Stored data
# # # # #

PR #2166, opened 2017-09-25
Update DeploymentsController to use getPreferredVersion

benjaminapetersen:
No `canI` matching view changes.

@spadgett


spadgett:
[merge]

PR #2068, opened 2017-09-13
Update unit test dependencies

benjaminapetersen:
https://trello.com/c/w3vdwj85

Updates `karma` related dependencies for unit testing.

screen shot 2017-09-13 at 3 12 37 pm

Looking into why a few tests now fail, will update again shortly (did we always have this pretty coverage tool?)(is a lot of red reported by that pretty coverage tool 😄 ). 

to fix:
- [x] one of the updates, probably jasmine, is more strictly comparing objects than previously, resulting in some tests failing.
- [x] the coverage table is being output twice since I'm running the tests in Firefox & Chrome concurrently by default.  This is a little annoying.
  
@spadgett

PR #2169, opened 2017-09-26
Bug 1495460 - Fix build config source namespace

spadgett:
Correctly set the build config source image namespace when adding a builder using advanced options.

Fixes https://bugzilla.redhat.com/show_bug.cgi?id=1495460


spadgett:
@jeff-phillips-18 After looking at this more, I think it's better to undo the `ApplicationGenerator` change in #2068 and update the test. `input.namespace` should always be defined. Do you mind taking another look?

spadgett:
Thanks @jeff-phillips-18 

[merge]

# # # # #

Brief
Wherever "unit" turns up in the records, copy the whole line.

Response
Update unit test dependencies
Updates `karma` related dependencies for unit testing.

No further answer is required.